◆ TASK TO COMPLETE
Only the first line of the listing and the lines after it, up to and including the one containing "Is it worth", should be retyped exactly.

◆ LISTED RECORDS
++++++++++

PR #172, opened 2017-12-04
Avoid overwriting critical users.

alexeyklyukin:
Disallow defining new users either in the cluster manifest, teams
API or infrastructure roles with the names mentioned in the new
protected_role_names parameter (it is a list).

Additionally, forbid defining a user with the name matching either
super_username or replication_username, so that we don't overwrite
system roles required for correct working of the operator itself.

### DIFF
--- a/pkg/cluster/cluster.go
+++ b/pkg/cluster/cluster.go
@@ -615,6 +615,9 @@ func (c *Cluster) initRobotUsers() error {
 			return fmt.Errorf("invalid username: %q", username)
 		}
 
+		if c.avoidProtectedOrSystemRole(username, "manifest robot role") {
+			continue
+		}
 		flags, err := normalizeUserFlags(userFlags)
 		if err != nil {
 			return fmt.Errorf("invalid flags for user %q: %v", username, err)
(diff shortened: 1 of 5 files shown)


pkg/cluster/cluster.go
```diff
@@ -687,6 +701,18 @@ func (c *Cluster) initInfrastructureRoles() error {
 	return nil
 }
 
+func (c *Cluster) avoidProtectedOrSystemRole(username, purpose string) bool {
```
zerg-junior: Probably `shouldAvoidProtectedOrSystemRole` or just `isProtectedOrSystemRole` ? I find adjectives easier to read in `if-then-else`

zerg-junior:
Is it worth it to add a quick test for this capability ?

pkg/cluster/cluster.go
alexeyklyukin: shouldAvoid is good. I thought about isProtectedOrSystemRole, but the function actually emits a warning inside, so it not just gives a value to make a decision, but also suggests interprets it.

alexeyklyukin:
I've added some additional checks to the existing tests.

alexeyklyukin:
👍

zerg-junior:
:+1:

++++++++++

◆ SOLUTION TO THE PROBLEM
PR #172, opened 2017-12-04
Avoid overwriting critical users.

alexeyklyukin:
Disallow defining new users either in the cluster manifest, teams
API or infrastructure roles with the names mentioned in the new
protected_role_names parameter (it is a list).

Additionally, forbid defining a user with the name matching either
super_username or replication_username, so that we don't overwrite
system roles required for correct working of the operator itself.

### DIFF
--- a/pkg/cluster/cluster.go
+++ b/pkg/cluster/cluster.go
@@ -615,6 +615,9 @@ func (c *Cluster) initRobotUsers() error {
 			return fmt.Errorf("invalid username: %q", username)
 		}
 
+		if c.avoidProtectedOrSystemRole(username, "manifest robot role") {
+			continue
+		}
 		flags, err := normalizeUserFlags(userFlags)
 		if err != nil {
 			return fmt.Errorf("invalid flags for user %q: %v", username, err)
(diff shortened: 1 of 5 files shown)


pkg/cluster/cluster.go
```diff
@@ -687,6 +701,18 @@ func (c *Cluster) initInfrastructureRoles() error {
 	return nil
 }
 
+func (c *Cluster) avoidProtectedOrSystemRole(username, purpose string) bool {
```
zerg-junior: Probably `shouldAvoidProtectedOrSystemRole` or just `isProtectedOrSystemRole` ? I find adjectives easier to read in `if-then-else`

zerg-junior:
Is it worth it to add a quick test for this capability ?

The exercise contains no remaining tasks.